In order to only redirect traffic from pods to the kiam agent, and pass traffic from the kiam agent to the AWS metadata server without any redirection, we need the socket lookup functionality in the datapath. This functionality requires v5.1.16, v5.2.0 or more recent Linux kernel. Make sure the kernel version installed on EKS cluster nodes satisfies these requirements.
Deploy kiam using helm charts.
```
$ helm repo add uswitch https://uswitch.github.io/kiam-helm-charts/charts/
$ helm repo update
$ helm install --set agent.host.iptables=false --set agent.whitelist-route-regexp=meta-data kiam uswitch/kiam
```
- The above command may provide instructions to prepare kiam in the cluster. Follow the instructions before continuing.
- kiam must run in the hostNetwork mode and without the “–iptables” argument. The install instructions above ensure this by default.

Deploy the Local Redirect Policy to redirect pod traffic to the deployed kiam agent.

$ kubectl apply -f https://raw.githubusercontent.com/cilium/cilium/HEAD/examples/kubernetes-local-redirect/kiam-lrp.yaml

Note

The addressMatcher ip address in the Local Redirect Policy is set to the ip address of the AWS metadata server and the toPorts port to the default HTTP server port.

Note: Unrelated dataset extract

PR #614, opened 2018-11-02
Deal with spurious callback exceptions.

benclifford:
Exceptions were appearing in strange places with lazyFail=False.

On investigation, two unexpected things were happening. Each of the two commits on this branch fixes one of those things:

The toPorts field under redirectBackend configuration in the policy is set to the port that the kiam agent listens on. The port is passed as “–port” argument in the kiam-agent DaemonSet.
The Local Redirect Policy namespace is set to the namespace in which kiam-agent DaemonSet is deployed.

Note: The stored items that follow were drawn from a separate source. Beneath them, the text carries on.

Issue #103, opened 2018-02-28
Report running state via AppFutures and DataFutures


yadudoc:
Reported by @djf604

Currently we only have 3 states reported by future types:
1. Not done
2. Done
3. Done with Exception.

For long running applications, potentially with several stages it would be useful to report additional states. This should be queriable in non-blocking way from the Future types. For instance, we could 
support a set of reported state transitions like : `pending`, `launched`, `running`, `completed`, `failed`

benclifford:
I discussed this with a few people. My concern is that we don't have a clear idea on what the right state model to expose is at the moment. My proposal is to expose a function that returns some kind of state as a string that may vary over parsl versions, so that we can more easily explore what is useful to represent.

yadudoc:
Additional states need more discussion/design effort. Let's push this to 0.8.0.

benclifford:
Another thing I was wondering is what people want to do with more exposed/interesting state: if it is something like log it to a console / group it by identical states, then we could return a string and have great flexibility in how we proceed; if we're trying to do something with more structured data, there's a rathole of data structure design/backward compatibility constraints to fall down.

annawoodard:
A string sounds fine to me

benclifford:
When the monitoring DB is present, task information relevant to this might be more readily available now.

PR #624, opened 2018-11-06
Expose task state as a method of AppFuture

benclifford:
Partly addresses #103 - it exposes the task state
to end uses via the AppFuture interface; but the
task state is not particularly rich information.


yadudoc:
@benclifford and I had a chat about this and decided that it would be useful to have a broader discussion of what states might be useful to expose to the user that we already can tease out from the DFK. In addition we also need to consider the perf cost of fine grained state reporting from the new executors.

benclifford:
Another thing I was wondering is what people want to do with more exposed/interesting state: if it is something like log it to a console / group it by identical states, then we could return a string and have great flexibility in how we proceed; if we're trying to do something with more structured data, there's a rathole of data structure design/backward compatibility constraints to fall down.

benclifford:
I think this feature is worth revisiting soonish, in the context of the richer information now available (sometimes) in the monitoring DB. One view is that this call would give a view into the relevant part of the monitoring DB information.

yadudoc:
@benclifford What do we want to do about this. I'm okay with merging this, the code is fine. As covered in the discussion we do not yet have the richer state info that might be in the monitoring db available yet in the dfk side.

PR #628, opened 2018-11-06
Adding nbsphinx to test-requirements for readthedocs.

yadudoc:
Readthedocs will now switch to using test-requirements.txt instead of requirements.txt


annawoodard:
You might also need sphinx_rtd_theme

PR #640, opened 2018-11-09
rename overrides with scheduler_options and worker_init. fix #336

### LINKED ISSUE #336: Consider renaming 'overrides'
In our configuration, `overrides` sounds a bit like something that is going to be run _instead_ of something else, rather than something that is going to get prepended to the command. We should consider something like `prepend` or `prologue`.

ZhuozhaoLi:
* change the `overrides` in `/parsl/providers` directory
    * change the `overrides` of the example configs for docs in `/parsl/configs/` directory
    * change the `overrides` of the test configs in `/parsl/tests/configs` directory
    * fix #336


parsl/configs/beagle_single_node.py
```diff
@@ -34,7 +34,8 @@
                 init_blocks=1,
                 max_blocks=1,
                 launcher=AprunLauncher,
-                overrides='OVERRIDES',     # Please replace OVERRIDES with your overrides
+                scheduler_options='SCHEDULER_OPTIONS',     # Please replace SCHEDULER_OPTIONS with your scheduler_options
```
annawoodard: Sorry I didn't catch this in the previous PR, but maybe as an example this should just be an empty string? So that the example would be closer to something that works out-of-the-box, since there may be cases where one does not need to add their own scheduler options. Same with`worker_init`. I don't have a strong opinion about this though, feel free to ignore.

parsl/configs/cori_ipp_multinode.py
```diff
@@ -36,7 +36,8 @@
                 tasks_per_node=2,
                 init_blocks=1,
                 max_blocks=1,
-                overrides='OVERRIDES',     # Please replace OVERRIDES with your overrides
+                scheduler_options='SCHEDULER_OPTIONS',     # Please replace SCHEDULER_OPTIONS with your scheduler_options
+                worker_init='WORKER_INIT',     # Please replace WORKER_INIT with your worker_init
                 launcher=SrunLauncher,
```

Once all the kiam agent pods are in Running state, the metadata requests from application pods will get redirected to the node-local kiam agent pods. You can verify this by running a curl command to the AWS metadata server from one of the application pods, and tcpdump command on the same EKS cluster node as the pod. Following is an example output, where 192.169.98.118 is the ip address of an application pod, and 192.168.60.99 is the ip address of the kiam agent running on the same node as the application pod.

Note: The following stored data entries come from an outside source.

PR #645, opened 2018-11-12
[NOT FOR MERGE] Fast fail DESIGN DISCUSSION / HACKERY

benclifford:
This passes tests on my laptop, but I haven't tested to see if the
abort functionality works at all.

There is a _fast_abort flag in the DFK, and a method fast_abort() which sets it (and may trigger other abort behaviour).

It is set in two places: when non-lazy-fails trigger, and when ctrl-C is pressed.

It should do various things to make a shutdown happen "quite fast" but not necessarily instantly - sane cleanup must still happen. Exactly what needs to happen, and how, is open for discussion.

### DIFF
--- a/parsl/dataflow/dflow.py
+++ b/parsl/dataflow/dflow.py
@@ -8,6 +8,7 @@ import random
 import threading
 import inspect
 import sys
+import signal
 import multiprocessing
 import time
 
--- a/parsl/dataflow/dflow.py
+++ b/parsl/dataflow/dflow.py
@@ -151,6 +151,8 @@ class DataFlowKernel(object):
         self._checkpoint_timer = None
         self.checkpoint_mode = config.checkpoint_mode
 
+        self._fast_abort = False
+
         data_manager = DataManager(max_threads=config.data_management_max_threads, executors=config.executors)
         self.executors = {e.label: e for e in config.executors + [data_manager]}
         for executor in self.executors.values():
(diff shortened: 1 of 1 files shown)


parsl/dataflow/dflow.py
```diff
@@ -786,14 +865,22 @@ def cleanup(self):
...
 
         self.log_task_states()
 
         # Checkpointing takes priority over the rest of the tasks
         # checkpoint if any valid checkpoint method is specified
         if self.checkpoint_mode is not None:
-            self.checkpoint()
+
+            # controversial in benc's mind
+            if not self._fast_abort:
```
annawoodard: This seems reasonable to me

parsl/dataflow/dflow.py
```diff
@@ -190,6 +192,71 @@ def __init__(self, config=Config()):
...
+           involving this DFK should throw an exception if they cannot
+           be completed immediately (for example, all unset AppFutures
+           should get an exception status immediately)
+        """
+        logger.warn("Fast-abort activated")
+        self._fast_abort=True
+        # what needs to happen here in addition to the rest of the
+        # DFK failing fast as it notices?
+
+    def set_termination_handler(self):
```
annawoodard: Where is the idea to call this from?

benclifford: For now, at the start, roughtly where you might call set stream logger.

Adding signal handlers by default is a bit of an awkward thing to do for a library (in the same way that setting logging by default is).

In the case of a standalone workflow, it might make sense to do this automatically at the start of DFK initialisation, but I'm not sure when running in a notebook.

annawoodard: Yikes. I see your point, but I also think this could be a bit obtuse to explain to new users, and something people could easily forget to add to their scripts. I'd estimate that in 99% of the cases we encounter (in standalone scripts, at least), people will have wanted to set these signal handlers. Maybe, if we're not willing to add signal handlers by default, we need to undo the automatic call to `wait_for_current_tasks` we added in #610, and instead rely on users to call that themselves. We could add a shortcut `parsl.wait()` or similar so the user wouldn't have to interact with the DFK directly.

yadudoc:
Ben to close this one.

Issue #558, opened 2018-10-11
Implement heuristics for determining IP with exex/htex


annawoodard:
Issue #466 lists a number of heuristics which might be implemented, and their upsides/downsides. Discussion and further heuristics should be added there.

benclifford:
crossref #466

Issue #466, opened 2018-08-15
heuristics for public_ip setting - bad user experience when using multi-login-node clusters


benclifford:
At present our recommendation is roughly to hardcode a submit machine IP in configurations, for ipp engines to call back to a submitting ipp controller.

This is a terrible user experience when a user regularly logs into one of several login machines, as is pretty common on large clusters/machines, and so has a frequently changing callback address.

There are a bunch of heuristics we could use, none of which is perfect in all situations - in some cases the suitable callback IP isn't even configured on the submitting machine (!)

My recommendation then is to provide one or more helpers that can be used (perhaps by default?) but easily overridden.

heuristics which have worked in some places:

$ kubectl exec app-pod -- curl -s -w "\n" -X GET http://169.254.169.254/latest/meta-data/
ami-id
ami-launch-index
ami-manifest-path
block-device-mapping/
events/
hostname
iam/
identity-credentials/
(...)

$ sudo tcpdump -i any -enn "(port 8181) and (host 192.168.60.99 and 192.168.98.118)"
tcpdump: verbose output suppressed, use -v or -vv for full protocol decode
listening on any, link-type LINUX_SLL (Linux cooked), capture size 262144 bytes
05:16:05.229597  In de:e4:e9:94:b5:9f ethertype IPv4 (0x0800), length 76: 192.168.98.118.47934 > 192.168.60.99.8181: Flags [S], seq 669026791, win 62727, options [mss 8961,sackOK,TS val 2539579886 ecr 0,nop,wscale 7], length 0
05:16:05.229657 Out 56:8f:62:18:6f:85 ethertype IPv4 (0x0800), length 76: 192.168.60.99.8181 > 192.168.98.118.47934: Flags [S.], seq 2355192249, ack 669026792, win 62643, options [mss 8961,sackOK,TS val 4263010641 ecr 2539579886,nop,wscale 7], length 0

Miscellaneous

When a Local Redirect Policy is applied, cilium BPF datapath translates frontend (identified by ip/port/protocol tuple) address from the policy to a node-local backend pod selected by the policy. However, when traffic originates from the node-local backend pod(s), and is destined to the policy frontend, we skip translating the frontend address using sk_lookup_ BPF helpers. This is done in order to avoid forming a loop. As a result, traffic in such cases is forwarded to the original frontend.